Age-dependent genetic effects on susceptibility to hypertension have been documented. We present a novel variance-component method for the estimation of age-dependent genetic effects on longitudinal systolic blood pressure using 57,827 Affymetrix single-nucleotide polymorphisms (SNPs) on chromosomes 17-22 genotyped in 2,475 members of the Offspring Cohort of the Framingham Heart Study. We used the likelihood-ratio test statistic to test the main genetic effect, genotype-by-age interaction, and simultaneously, main genetic effect and genotype-by-age interactions (2 degrees of freedom (df) test) for each SNP. Applying Bonferroni correction, three SNPs were significantly associated with longitudinal blood pressure in the analysis of main genetic effects or in combined 2-df analyses. For the associations detected using the simultaneous 2-df test, neither main effects nor genotype-by-age interaction p-values reached genome-wide statistical significance. The value of the 2-df test for screening genetic interaction effects could not be established in this study.
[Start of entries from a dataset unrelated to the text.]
PR #7739, opened 2021-12-05
first pass at parameters for ingest pubsub subscription

willscott:
cc @gammazero / @masih 

* This uses `/indexer/ingest/<networkname>` for pubsub topic to subscribe to. We should do some sort of different topic for 'real' publishers versus testnets. Think about what you'd like to see on the indexer side in terms of naming. Also note that the convention seems to be that pubsub topics start with an initial '/', which the `indexer/ingest` topic name the indexer is using doesn't.
* The baseline guess at topic weight is based on observed average deal rate for the last month. We'll need to change that weighting as that increases - i picked a factor of 4 without much evidence, happy to think about if there are better numbers to start with, but probably we don't need to block on getting it to reflect node-observed chain activity.

### DIFF
--- a/node/modules/lp2p/pubsub.go
+++ b/node/modules/lp2p/pubsub.go
@@ -114,6 +114,22 @@ func GossipSub(in GossipIn) (service *pubsub.PubSub, err error) {
 		InvalidMessageDeliveriesDecay:  pubsub.ScoreParameterDecay(time.Hour),
 	}
 
+	ingestTopicParams := &pubsub.TopicScoreParams{
+		// expected ~0.5 confirmed deals / min. sampled
+		TopicWeight: 1,
+
+		TimeInMeshWeight:  0.00027, // ~1/3600
+		TimeInMeshQuantum: time.Second,
+		TimeInMeshCap:     1,
+
+		FirstMessageDeliveriesWeight: 5,
+		FirstMessageDeliveriesDecay:  pubsub.ScoreParameterDecay(time.Hour),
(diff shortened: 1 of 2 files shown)


node/modules/lp2p/pubsub.go
```diff
@@ -114,6 +114,22 @@ func GossipSub(in GossipIn) (service *pubsub.PubSub, err error) {
 		InvalidMessageDeliveriesDecay:  pubsub.ScoreParameterDecay(time.Hour),
 	}
 
+	ingestTopicParams := &pubsub.TopicScoreParams{
```
vyzo, line 117: please dont just copy paste these params, you may weaken security properties of the other topics.

Is there proper validation on this topic?
I dont see anything. If not, dont set parameters at all, they are worse than useless.

vyzo (changes requested):
we need some thought/discussion on the topic params.

node/modules/lp2p/pubsub.go
gammazero: @vyzo Do you mean that `topicParams[build.IngestTopic(in.Nn)]` should not be set?  Or, are you saying that it should be set to some default, empty `TopicScoreParams` or `nil`?
```
topicParams[build.IngestTopic(in.Nn)] = &pubsub.TopicScoreParams{}
```

vyzo: unless you have a strong validator (which i dont see anywhere), do *not* set topic parameters.

rjan90:
Closing this PR as outdate/stale.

Systolic blood pressure (SBP) increases with age due to increased peripheral vascular resistance, which accounts for increased prevalence of hypertension after age 50 . Age-related effects on SBP may result from genetic effects or from environmental effects (for example, dietary salt intake) in the context of genetic susceptibility to hypertension [2,3]. Failure to account for genotype-by-age interaction may prevent the identification of genetic variants influencing blood pressure variation and hypertension susceptibility in populations.
In this paper, we examined the effect of genotype-by-age interaction on SBP. To this end, we present a novel variance-component method for the estimation of age-dependent effects on SBP using the longitudinal SBP data and a subset of the Affymetrix 500 k single-nucleotide polymorphisms (SNPs) genotyped in the Framingham Heart Study (FHS) Offspring Cohort.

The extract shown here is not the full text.